To enable search functions, OCR is used to create transcriptions of the images–essentially creating a new version of the text, a low accuracy machine generated/interpreted version… Since the OCR is machine readable, it is used to generate all sorts of other formats such as epubs or txt.  Few of these receive any human editing.

However, as early as the 1970’s, Project Gutenberg was creating ebook editions of public domain works specifically focused on general Reading.  They are not attempting to create authoritative or critical editions.  Nor are they trying to exactly reproduce a specific print copy of the work.  Instead, the texts are proof read and edited by real people, to generate good Human readable ebooks.  Anyone (i.e. YOU) can volunteer to become a proofreader, check out their Distributed Proofreaders: http://www.pgdp.net

This project follows on that type of tradition.

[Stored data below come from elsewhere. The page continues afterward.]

PR #15267, opened 2025-01-06
Fix forced lower case search for json field

dododedodonl:
## Description

When using `->forceSearchCaseInsensitive()` on a column that is accessed via json extraction (eg. `data.field`), it results in an exception. This is because `lower(data->field)` does not work for mysql (and mariadb), it should be ```lower(json_extract(`data`, '$."field"'))```.

## Visual changes

None

## Functional changes

### DIFF
--- a/packages/support/src/helpers.php
+++ b/packages/support/src/helpers.php
@@ -181,6 +181,12 @@ if (! function_exists('Filament\Support\generate_search_column_expression')) {
         };
 
         if ($isSearchForcedCaseInsensitive) {
+            if (in_array($driverName, ['mysql', 'mariadb'], true) && str_contains($column, '->')) {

However, there is a lot of other directions you can go with digital texts.  There is growing demand for academic quality texts to use as raw material for digital analytic techniques.  Standards such as Text Encoding Initiative (TEI) offer possibilities of enriching text with semantic markup.

You can also do a lot of neat stuff with online readers to create digital editions that collate and display several variant texts together, or a critical text with the variant readings as hyperlinks.  For example, check out the “Online Critical Pseudepigrapha”: http://ocp.tyndale.ca

A digital text can represent the extremely complicated nature transmission, supporting multiple readings of the text (set in a historical context) rather than a single critical edition.  For example, check out the “Homer Multitext Project”: http://www.homermultitext.org/about.html

Anyway, forget about all that–I will get back to Aladore soon…

Textual Criticism

When I started into this section of the project, I briefly mentioned some concepts related to textual criticism: Transmission, Witnesses, and Collation.  In a casual fashion, we have been exploring the transmission of Aladore, how the text is embodied in specific witnesses.  Soon we will more carefully collate our digital witnesses in pursuit of a good Reading text.  But, now is a good time to step back and reflect about transmission.

“Close-up of male hand with manuscript in Bridwell Library," Southern Methodist University, Central University Libraries, DeGolyer Library. http://www.flickr.com/photos/smu_cul_digitalcollections/8679147466

“Close-up of male hand with manuscript in Bridwell Library,”
Southern Methodist University [Flickr Commons],

Using textual criticism to create new critical editions is an ancient and important form of scholarship and communication–I am not going to outline 1000’s of years of rich history here, but…  It is important to think about Transmission.  Textual criticism is sort of like trying to sort out a game of “Telephone.”  The author had some intention for the text, then captured a version of the text on paper, which got published, which got published again, etc.  Due to the limitations of physical and intellectual reality, none of these text is the same.  When you see bunches of hand written copies of a work (such as ancient scrolls and manuscripts), the physical process of transmitting the text from author to reader is obvious.  You can see that a bunch of different scribes spent hours and hours copying from one witness to create a new one.  Its obvious that mistakes will happen–but also that different interpretations will happen.  Even though this human element is less visible today, the life of a text is still incredibly complex, passing through the hands and minds of countless people (and machines).

Does every letter and every word match in our different versions of Aladore?  Editors and typesetters might fix or add errors.  A printing press may introduce some anomaly.  Our copy might have a stain across a page.  Our digital version may be missing something…

Texts are always alive and are never static.